I pediatri merce rarissima, destinati a diventare “desaparecidos” entro dieci anni. I medici di medicina generale incamminati più o meno verso la stessa sorte, se da qui al 2026 non si provvederà almeno a raddoppiare le attuali 900 borse e se da subito non se ne otterrranno almeno 1.500. «Per creare immediatamente un serbatoio di medici di ricambio», avvisa Roberto Stella, coordinatore dell’Area Formazione Fnomceo, la Federazione degli Ordini dei medici e degli odontoiatri, che in questi giorni a Bari riaccende con forza i riflettori sul rischio di desertificazione che incombe su tutta la categoria, dai dipendenti ai convenzionati.
Tanto che proprio l’Omceo di Bari, in concomitanza con la riunione del Comitato centrale della Fnom, ha presentato la campagna di comunicazione sulla carenza di medici. Nel complesso, 75mila in uscita nei prossimi dieci anni.
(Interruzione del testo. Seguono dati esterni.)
PR #5004, opened 2019-02-27
Lock pytest-httpbin to <1.0

sethmlarson:
[pytest-httpbin](https://github.com/kevin1024/pytest-httpbin) release 1.0.0 updated the `subjectAltName` field to the certificate which our unit tests assume doesn't have an IP Address entry in order to test warning generation.  [Changelog for 1.0.0 even mentions this breakage in our unit tests.](https://github.com/kevin1024/pytest-httpbin/commit/be3c3205972195ca632949ed7af1dc7086cb7899)

### DIFF
--- a/Makefile
+++ b/Makefile
@@ -6,6 +6,7 @@ test:
 	# This runs all of the tests, on both Python 2 and Python 3.
 	detox
 ci:
+	python -m pip freeze
 	pipenv run py.test -n 8 --boxed --junitxml=report.xml
 
 test-readme:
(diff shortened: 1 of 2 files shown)


sethmlarson:
So ran `pip freeze` after installing from pipenv and [we're still receiving pytest-httpbin==1.0.0](https://travis-ci.org/kennethreitz/requests/jobs/499055970#L551).

Don't know what to do from here. Pipenv bug?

E se i pediatri sembrano avviati all’estizione, come detto i Mmg non se la passano molto meglio. A provarlo è l’ultimo studio sui medici in graduatoria regionale, che potrebbero compensare almeno parte della “gobba pensionistica”. «In teoria – avvisa ancora Stella – sarebbe un numero nutrito: 30mila sono i presenti in quella graduatoria, ma a ben guardare, considerando un campione di 10 Regioni di tutte le dimensioni, dalla Lombardia alla Puglia alla Valle d’Aosta, il 63% dei 10mila professionisti considerati ha più di 50 anni e una quota rilevante si posiziona nella fascia d’età tra 55 e 65 anni». Risorse che quindi saranno utili per un periodo decisamente limitato di tempo e che mai riuscirebbero a tamponare la voragine che si sta aprendo.
Per restare sui grandi numeri, la medicina generale, considerando un’età di pensionamento a 67 anni, vedrà uscire in cinque anni (2016-2020) circa 15mila professionisti, a fronte dei 5mila in entrata (meno di 900 diplomati l’anno). A invarianza di borse e norme sul pensionamento, il conto è presto fatto: la MG perderà 20mila unità entro il 2025.
Il tavolo sulla medicina convenzionata cui la Fnom partecipa da mesi con Regioni, Miur e ministero della Salute punterebbe a sventare proprio questa emorragia, ma la corsa ai ripari procede al ralenti e il “boccino”, spiega ancora Stella, «è in mano alle Regioni che devono decidere se e quante risorse in più destinare alla formazione, aumentando il numero delle borse».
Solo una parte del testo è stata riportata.